QuantDesk® Machine Learning Forecast
for the Week of August 24
Analysis
Tiebreaker, our market-neutral strategy, had one of its best performances last week. Market-neutral is defined in Wikipedia as follows: “An investment strategy or portfolio is considered market-neutral if it seeks to avoid some form of market risk entirely, typically by hedging.” Over the course of the past two years or so, we have been advocating various techniques, powered by quantitative analysis, that are geared toward identifying investment opportunities while managing risk. Tiebreaker was designed specifically to withstand the irrational market selloff that we witnessed last week. Given the statistical significance quantitative investments seek to exploit, most are designed for normal market conditions and the accompanying expected behavior. Seasoned investment professionals commonly state that the single factor most responsible for significant losses in the stock market after greed is arrogance. It is astonishing to see “astute” investors ignore the risk of a rare, yet substantially harmful, market-wide selloff.
Specific to Tiebreaker, in addition to the long/short hedge, we’ve incorporated portfolio optimization, and strict stop loss/target gain trade execution geared toward minimizing draw down exposure.
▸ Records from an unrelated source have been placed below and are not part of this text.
PR #205, opened 2024-03-31
Store jwt token in memory every time it refreshes

bcho892:
image

It is added to requests now as shown

Also added some error handling to the other network calls in the callback


asun555 (approved):
LGTM

client/src/firebase.ts
```diff
@@ -22,7 +22,6 @@ const db = getFirestore(app)
 // use emulator suite if running locally
 if (import.meta.env.VITE_NODE_ENV !== "production") {
   connectFirestoreEmulator(db, "localhost", 8080)
-  connectAuthEmulator(auth, "http://localhost:9099")
```
bcho892, line 25: we may have to readd this once we start introducing jest

PR #489, opened 2024-06-21
Fix typo in prod server workflow, and update the environments associated with each

bcho892:
The prod deployment wouldn't run due to missing `}` and also remade the environements to be more specific


asun555 (approved):
LGTM

Issue #475, opened 2024-06-20
[BACKEND] Add functionality to booking creation popup and integrate into page


bcho892:
**Is your feature request related to a problem? Please describe.**

Following the work done in #473 we should make it call the actual endpoint (in #380) and integrate it on the front end.

**BEFORE MERGING**
- [ ] Integration test written for services
- [ ] [Schemas annotated](https://tsoa-community.github.io/docs/annotations.html) if adding new models
- [ ] Code generation run (*hint*: `yarn workspace server tsoa spec-and-routes`)
- [ ] Appropriate mocks created where possible
- [ ] PR Reviewed (For non-trivial changes)
- [ ] Changes tested after rebasing on master or merging in master (*hint*: `git fetch origin master:master`, then `git rebase master` or `git merge master`)
- [ ] All required PR checks passing

Issue #459, opened 2024-06-17
[BACKEND] Use Promise.all instead of for loop in fetch-users


bcho892:
**Is your feature request related to a problem? Please describe.**

introduced in #415 was a method to fetch users between a date. while doing #457 we notice there was super slow querying on larger date ranges, and it became apparent that it was because we were doing blocking async calls in a for loop, not taking advantage of concurrency. 

We should replace it with a `Promise.all`

Further reading: https://stackoverflow.com/questions/53798589/await-loop-vs-promise-all

**BEFORE MERGING**
- [ ] Integration test written for services
- [ ] [Schemas annotated](https://tsoa-community.github.io/docs/annotations.html) if adding new models
- [ ] Code generation run (*hint*: `yarn workspace server tsoa spec-and-routes`)
- [ ] Appropriate mocks created where possible
- [ ] PR Reviewed (For non-trivial changes)
- [ ] Changes tested after rebasing on master or merging in master (*hint*: `git fetch origin master:master`, then `git rebase master` or `git merge master`)
- [ ] All required PR checks passing

PR #508, opened 2024-06-24
380 backend create endpoint to create bookings

Kartik-M24:


server/src/service-layer/response-models/BookingResponse.ts
```diff
@@ -17,3 +17,11 @@ export interface UsersByDateRangeResponse {
   data?: Array<{ date: Timestamp; users: CombinedUserData[] }>
   error?: string
 }
+
+/**
+ * Represents the response structure for fetching user ids by date range.
+ */
+export interface UIdssByDateRangeResponse {
```
Kartik-M24, line 24: Just wanted to clarify if this was okay to do or was I meant to use another response?

server/src/middleware/routes.test.ts
```diff
@@ -1275,4 +1255,118 @@ describe("Endpoints", () => {
...
+  describe("/bookings/create-bookings", () => {
+    beforeEach(async () => {
+      await createUsers()
+    })
+
+    afterEach(async () => {
+      await cleanFirestore()
+    })
+
+    it("should return userIds for successful bookings within the date range", async () => {
```
bcho892, line 1287: we should add a check to directly query firestore and see if the bookings are actually being created properly

server/src/service-layer/controllers/BookingController.ts
```diff
@@ -32,6 +35,94 @@ import {
...
+            delete userIds[i] // Remove user from list if they already have a booking
+            break
+          } else {
+            bookingDataService.createBooking({
+              user_id: userIds[i],
+              booking_slot_id: slotIds[i],
+              stripe_payment_id: stripePaymentIds[i]
+            })
+          }
+        }
```
bcho892, line 96: refer to #459, this will get very slow for large data sets, nede to use `Promise.all`

server/src/service-layer/controllers/BookingController.ts
```diff
@@ -32,6 +35,94 @@ import {
...
+        let i: number
+        for (i = 0; i < userIds.length; i++) {
+          if (
+            (await bookingDataService.getBookingsByUserId(userIds[i]))
+              .length !== 0
+          ) {
+            delete userIds[i] // Remove user from list if they already have a booking
+            break
+          } else {
+            bookingDataService.createBooking({
```
bcho892, line 90: this needs to be async

server/src/service-layer/response-models/BookingResponse.ts
bcho892: yea should be fine

bcho892 (changes requested):
I've reverted all of the unneeded changes, but there are just some small changes that should be made for reliability

server/src/middleware/routes.test.ts
```diff
@@ -1275,4 +1274,139 @@ describe("Endpoints", () => {
       expect(res.status).toEqual(401)
     })
   })
+
+  describe("/bookings/create-bookings", () => {
```
bcho892, line 1278: nit: Like discussed before, we want to test cases we don't want to happen, such as a user being added to the booking twice - it would be nice to have a test case for this

bcho892 (approved):
LGTM, just a small improvement if you feel like doing it

bcho892:
also i think we forgot about something important in that ticket, in the request model needed to put the `userId`. I will fix this in #475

Our backtest simulation engine provides invaluable insight into the behavior of Tiebreaker during the market corrections and the recession the US market endured in the last decade. There is truly no way to consistently achieve market outperformance without risk. By definition, expectations of market relative return are always commensurate with market risk. However, I strongly believe that any investment strategy should consider guidelines for taking chips off the table.
Today, in addition to our normal weekly update on Tiebreaker and BlackDog, I wanted to briefly demonstrate how Tiebreaker’s live performance matches the backtest we conducted since 1/1/2004.

Image 1: Tiebreaker’s (in orange) vs. benchmark S&P (in blue) backtest between 1/1/2004 and 3/31/2015
While past performance is no guarantee of future returns, please note the strong market-relative performance during 2008 and 2011 (recession and correction years). In addition, see Tiebreaker’s lower drawdown relative to the benchmark in the summary table on the right.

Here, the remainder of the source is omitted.